UNSW Law & Justice leads the Go8 in embedding climate conscious lawyering across its core degrees.
UNSW Law & Justice has become the first university in the Group of Eight to explicitly embed climate conscious lawyering in their LLB and JD Program Learning Outcomes. This milestone reflects a multi‑year effort across the faculty to prepare graduates for a profession already being reshaped by climate risk, regulatory change , and new expectations of legal practitioners.

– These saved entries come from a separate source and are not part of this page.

PR #1394, opened 2024-06-27
RDS/JDJ/Rule 12-4

JacksonJ-KC:


docs/section12/Rule12-4.md
```diff
@@ -0,0 +1,49 @@
...
+**Function Call:**
+1) find_all
+2) is_space_a_computer_room
+3) compare_schedules
+
+## Applicability Checks:  
+- Iterate through the spaces in the baseline RMD: `for space_b in find_all("$.buildings[*].building_segments[*].zones[*].spaces[*]", B_RMD):`
+  - Check if the space is a computer room: `if is_space_a_computer_room(space_b):`
+    - Iterate through the miscelleneous equipment loads: `for misc_equip_b in space_b.miscellaneous_equipment:`
+      - Check if the equipment is IT equipment: `if misc_equip_b.type == "INFORMATION_TECHNOLOGY_EQUIPMENT" and misc_equip_b.power > 0:`
```
supriyagoel, line 25: @JacksonJ-KC do we need to check the misc equipment type? is the space type check and equip power >0 sufficient?
Just concerned about a scenario where the mis equip type might not be set- is that likely?

docs/section12/Rule12-4.md
```diff
@@ -0,0 +1,49 @@
...
+        - Rule is applicable: `return True`
+
+## Rule Logic:
+- Determine if it is a leap year: `is_leap_year = RPD.calendar.is_leap_year`
+- Create a dictionary to map the month numbers to their respective fractions: `month_fractions = {1: 0.25, 2: 0.5, 3: 0.75, 4: 1, 5: 0.25, 6: 0.5, 7: 0.75, 8: 1, 9: 0.25, 10: 0.5, 11: 0.75, 12: 1}`
+- Create a dictionary to map the number of days in each month: `days_in_month = {1: 31, 2: 29 if is_leap_year else 28, 3: 31, 4: 30, 5: 31, 6: 30, 7: 31, 8: 31, 9: 30, 10: 31, 11: 30, 12: 31}`
+- Create an empty list to store the expected hourly values of the schedule: `expected_hourly_values = []`
+- Iterate through the months of the year: `for month in range(1, 13):`
```
supriyagoel, line 33: should this be 1,12?

docs/section12/Rule12-4.md
```diff
@@ -0,0 +1,49 @@
...
+  - Get the fraction for the month: `fraction = month_fractions[month]`
+  - Get the number of days in the month: `days = days_in_month[month]`
+  - Append the hourly fraction to the list: `expected_hourly_values.extend([fraction] * days * 24)`
+- Create the mask schedule to be used for comparison: `mask_schedule = [1] * 8784 if is_leap_year else [1] * 8760`
+- Get the multiplier schedule that was modeled for the equipment: `multiplier_schedule_b = misc_equip_b.multiplier_schedule.hourly_values`
+- Compare the modeled schedule with the expected schedule: `comparison_data = compare_schedules(multiplier_schedule_b, expected_hourly_values, mask_schedule, is_leap_year)`
```
supriyagoel, line 39: I am not sure I followed steps 36-39. Maybe we can wait for Christina and Karen's review on this

docs/section12/Rule12-4.md
JacksonJ-KC: My thought in doing in this way was that even a computer room might have regular plug loads that are not "computer room equipment". I am glad you brought this up though because I was thinking this would be good to get additional input on

docs/section12/Rule12-4.md
JacksonJ-KC: upper bound is not inclusive in python's range()

docs/section12/Rule12-4.md
JacksonJ-KC: Sure, in plain english these lines are creating the expected hourly values of the annual schedule and comparing every hour to make sure the modeled schedule matches for all hours.

docs/section12/Rule12-4.md
claperle: Based on the definition in 90.1 I don't think we need to check the equipment type. 

computer room: a room whose primary function is to house equipment for the processing
and storage of electronic data and that has a design electronic data equipment power density
exceeding 20 W/ft2 of conditioned floor area.

G3.1.3.16. _Computer room equipment_ schedules shall be modeled as a constant fraction of the
peak design load per the following monthly schedule:

Because it does not differentiate the different types of equipment in a computer room I think it is safe to apply the schedule fraction requirement to all the equipment in the room.  Note that computer room and equipment are two separate defined terms. There is no computer room equipment definition.

docs/section12/Rule12-4.md
claperle: I don't see the is_leap_year term in the compare_schedules function

docs/section12/Rule12-4.md
```diff
@@ -0,0 +1,49 @@
...
+**Evaluation Context:** Each Miscellaneous Equipment object in the baseline model    
+**Data Lookup:** None  
+**Function Call:**
+1) find_all
+2) is_space_a_computer_room
+3) compare_schedules
+
+## Applicability Checks:  
+- Iterate through the spaces in the baseline RMD: `for space_b in find_all("$.buildings[*].building_segments[*].zones[*].spaces[*]", B_RMD):`
+  - Check if the space is a computer room: `if is_space_a_computer_room(space_b):`
```
weilixu, line 23: This function requires an `RMD` as one of the argument.

docs/section12/Rule12-4.md
weilixu: The space type check includes power check - so you will be fine just using the `is_space_a_computer_room` for this applicability check.

docs/section12/Rule12-4.md
weilixu: @JacksonJ-KC I think you can do it in a more generic way in the RDS to avoid confusion.
Put something such as:
`Generate an annual schedule based on the prescribed value for each hour in the standard: "`
The detail implementation can leave to the RCT team.

docs/section12/Rule12-4.md
```diff
@@ -0,0 +1,49 @@
...
+- Determine if it is a leap year: `is_leap_year = RPD.calendar.is_leap_year`
+- Create a dictionary to map the month numbers to their respective fractions: `month_fractions = {1: 0.25, 2: 0.5, 3: 0.75, 4: 1, 5: 0.25, 6: 0.5, 7: 0.75, 8: 1, 9: 0.25, 10: 0.5, 11: 0.75, 12: 1}`
+- Create a dictionary to map the number of days in each month: `days_in_month = {1: 31, 2: 29 if is_leap_year else 28, 3: 31, 4: 30, 5: 31, 6: 30, 7: 31, 8: 31, 9: 30, 10: 31, 11: 30, 12: 31}`
+- Create an empty list to store the expected hourly values of the schedule: `expected_hourly_values = []`
+- Iterate through the months of the year: `for month in range(1, 13):`
+  - Get the fraction for the month: `fraction = month_fractions[month]`
+  - Get the number of days in the month: `days = days_in_month[month]`
+  - Append the hourly fraction to the list: `expected_hourly_values.extend([fraction] * days * 24)`
+- Create the mask schedule to be used for comparison: `mask_schedule = [1] * 8784 if is_leap_year else [1] * 8760`
+- Get the multiplier schedule that was modeled for the equipment: `multiplier_schedule_b = misc_equip_b.multiplier_schedule.hourly_values`
```
weilixu, line 38: Is this checking per equipment or per space?
The answer determines whether to enforce all equipment in the computer room to running on the same schedule (per equipment) or the sum of the equipment running on the prescribed schedule (per space).

docs/section12/Rule12-4.md
JacksonJ-KC: This seems like an area where semantics could change our approach. 

Is "Computer room equipment schedules" referring to schedules for computer room equipment, or is it referring to equipment schedules for computer rooms?

In my eyes, it seems reasonable to have computer room equipment, or INFORMATION_TECHNOLOGY_EQUIPMENT, as a separate MiscellaneousEquipment object from the typical plug loads for the space and have them on independent schedules.

JacksonJ-KC: @weilixu in `is_space_a_computer_room` it seems like if the lighting space type is COMPUTER_ROOM then the power check is bypassed

claperle: Jackson, see my comment. I think if you look at 90.1 language it means the equipment (all of it) in a computer room. You disagree with my logic?

docs/section12/Rule12-4.md
JacksonJ-KC: @weilixu I often struggle with this because the convention of having pseudo code associated with it often makes me take a more complicated approach of describing the RDS. I understand the RCT dev team may use a different approach than what is described here.

JacksonJ-KC: > I don't see the is_leap_year term in the compare_schedules function



> I don't see the is_leap_year term in the compare_schedules function

https://github.com/pnnl/ruleset-checking-tool/blob/develop/rct229/rulesets/ashrae9012019/ruleset_functions/compare_schedules.py#L17

claperle: I guess the RDS needs updating then.

docs/section12/Rule12-4.md
JacksonJ-KC: I see your argument Christina but I am not sure it is a slam dunk. Hoping to get input from more people on this and go with the majority consensus

docs/section12/Rule12-4.md
JacksonJ-KC: I think it should be evaluated for each MiscellaneousEquipment

docs/section12/Rule12-4.md
KarenWGard: > @weilixu in `is_space_a_computer_room` it seems like if the lighting space type is COMPUTER_ROOM then the power check is bypassed

This function might need to be revisited - it basically checks for one or the other - lighting or power, but thinking about it now (I wrote the function), it should probably check for both in order to qualify.  Also, the 20W is supposed to apply to data equipment per ASHRAE:

```
**computer room**: a room whose primary function is to house equipment for the processing
and storage of electronic data and that has a design electronic data equipment power density
exceeding 20 W/ft2 of conditioned floor area.
```

KarenWGard (commented):
logic looks good.  Approval pending resolution of space vs equipment debate

claperle (approved):

docs/section12/Rule12-4.md
JacksonJ-KC: On second thought maybe the better solution is to remove is_leap_year from the arguments in this rule RDS to keep RDS's consistent with each other.

We will find many places where the RDS differs from the python implementation.

KarenWGard (approved):

PR #108, opened 2020-06-07
Generalise per image

stufisher:


client/src/js/modules/dc/models/distl.js
```diff
@@ -37,9 +37,8 @@ define(['backbone'], function(Backbone){
         var d = this.get('data')
         if (d && d[0].length > 0) {
           if (this.nimg == _.last(d[0])[0]) refresh = false
-          if (this.pm.get('AGE') > 15) refresh = false
         }
-
+        if (this.pm.get('AGE') > 15) refresh = false
```
drnasmith, line 41: Some comments would be useful here.
Does pm mean parent model, if so what does that refer to in this context?
Also what is the AGE in this case, seconds since last DC update?

PR #110, opened 2020-06-08
feature/i03-374

drnasmith:
Adds the ability to clone proteins if the protein has a valid user office id.
Reuses Add Protein view.
Also takes away ability to edit the name - as requested in ticket for valid samples only; so users can easily associate clones/variants with the same protein name.
Preserves PDB associations.


stufisher:
Urgh, forgot to click submit review :|

PR #113, opened 2020-06-24
SCI-7989: sample user folder

stufisher:
WIP. Also resolves I03-390


drnasmith:
This update will run on staging until GDA can make use of the userPath

stufisher:
Need to actually test the api first, was waiting for db change ;)

PR #117, opened 2020-06-24
allow setting timezone / remove hardcoded dls reference

stufisher:


stufisher:
Where did i miss it? index.php now exports it?

PR #119, opened 2020-07-10
Consistent use of cas certificate in curl requests

drnasmith:
Explicitly set the cas certificate when making curl requests.
Should be more flexible for other sites using different CAS providers.


stufisher:
Cant see any problems with this, as long as its tested with vmxi ;) What does this fix?

drnasmith:
At Diamond its not required. However, when I generated independent certificates for a test CAS server and SynchWeb with the development environment (https://github.com/DiamondLightSource/synchweb-devel-env), its needed in that case. So it would be required for any site that uses separate certificates for CAS and SynchWeb installations.

PR #123, opened 2020-07-28
Client build fixes

jlmuir:


stufisher:
I dont think you should need to do this i need to check. Webpack uses the homepage variable to tell it if the root build is not /?

jlmuir:
As far as I can tell, I need it.  But yes, please check since I know next to nothing about webpack.  What do you mean by "homepage variable"?  I don't know what that is.  Am I supposed to set it somewhere?  FWIW, I tried with `apiurl` and `appurl` set to `/synchweb/api` and `/synchweb`, respectively, in `config.json`, and it didn't work (e.g., paths in `index.php` were wrong).

stufisher:
No you are absolutely right, these are needed. I've been working a lot with create-react-app recently and that has a "homepage": "/synchweb" variable you can add to package.json. Sorry for confusion!

drnasmith:
If we move to the vue-router approach (a fork in preparation)  it has a similar 'base' setting which does the same thing for the client.
Remember if you have a different apiurl the apache or nginx config needs to match.

drnasmith:
Plan to close this as webpack has been removed from titles.
Also base app url will be set via vue-router in latest vue master.

morybc:
Closing off, to tidy up codebase - this is over two years old and does not appear to be needed.  Please reopen with clear explanation of what it is supposed to achieve, if the change is desired to be kept.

The move builds on the work of Associate Professor Julia Dehm (La Trobe University) and Professor Nicole Graham (University of Sydney) on climate change in Australian legal education. It also follows UNSW Law & Justice’s structural reforms, completed in 2025, when the faculty introduced revised Program Learning Outcomes that require all graduates to understand the role of law in responding to contemporary challenges, including climate change. This indicates that climate considerations are not limited to environmental law, but are part of the broader context influencing legal doctrine, professional decision-making and institutional design.
Preparing students for a changing profession
UNSW Law & Justice Associate Dean Education, Associate Professor Helen Gibbon, said the reform reflects where the profession is heading.
"Climate risk is reshaping much legal work, from public law to corporations and evidence law. Our graduates need to be ready for that reality, and that means bringing climate into the way we design courses and assess learning. This is about equipping our students with the professional competence to navigate both public and private law contexts, where climate-related risks and implications are becoming ever more central."
Dr Riona Moodley of the UNSW Institute for Climate Risk and Response has been a central proponent of efforts to align legal education with the realities facing modern practitioners.
Drawing on her expertise as a legal practitioner and researcher in strategic climate litigation, she positions climate‑conscious lawyering as a core professional competency rather than a specialist extension of environmental law.
"Climate-related risks affect nearly all areas of legal practice. You see it in administrative review, in corporate disclosure, in contract, tort, and, of course, all areas of litigation,” Dr Moodley says.
“Students need to understand that climate change is not a standalone environmental law subject. Understanding the legal implications of climate change is now a fundamental aspect of lawyering and professional competence. Lawyers are expected, as part of their evolving professional obligations, to develop their competence in being able to assess, identify and respond to such risks. Legal education must now evolve to reflect these changes. UNSW has now taken concrete steps towards achieving this.”
Setting a new national benchmark
Professor Cameron Holley says UNSW is well placed to lead nationally on this work.
"We believe UNSW is currently the only Go8 law school to embed climate directly into its Program Learning Outcomes,” Prof Holley says. “That matters because it sets a clear expectation for every student who comes through our degrees. Climate conscious legal capability is not something a few students pursue as a passion project. It is now part of what it means to graduate as a UNSW lawyer."
Prof Holley also stressed the importance of supporting students who may grapple with the scale of climate change and related legal challenges. This includes acknowledging climate anxiety while also equipping students with the skills and tools to act with confidence and professional judgment.
The faculty is already working on alignment across core subjects, support for academics through teaching materials, assessment redesign and opportunities for students to see how climate challenges are reshaping institutions and legal reasoning in real time.
Core courses are being mapped to align with the new Learning Outcome; academics are receiving support to incorporate climate‑related materials into existing teaching; and assessments are being redesigned so students can demonstrate their ability to identify and analyse climate implications in a range of legal contexts. Students will increasingly encounter examples drawn from litigation, corporate governance, statutory interpretation, and regulatory design, all areas in which climate considerations now play a central role.
A/Prof Gibbon notes that these reforms are not only about recognising the influence of climate risk on legal doctrine, but also about preparing students for the professional responsibility to help shape society’s response.
"What we are doing is preparing students not only to understand how law responds to climate risk, but to participate in shaping that response," A/Prof Gibbon says.
The move positions UNSW Law and Justice as a national Go8 leader in building climate literacy into accredited law degrees and reflects a broader international shift toward mainstreaming climate consciousness across legal education.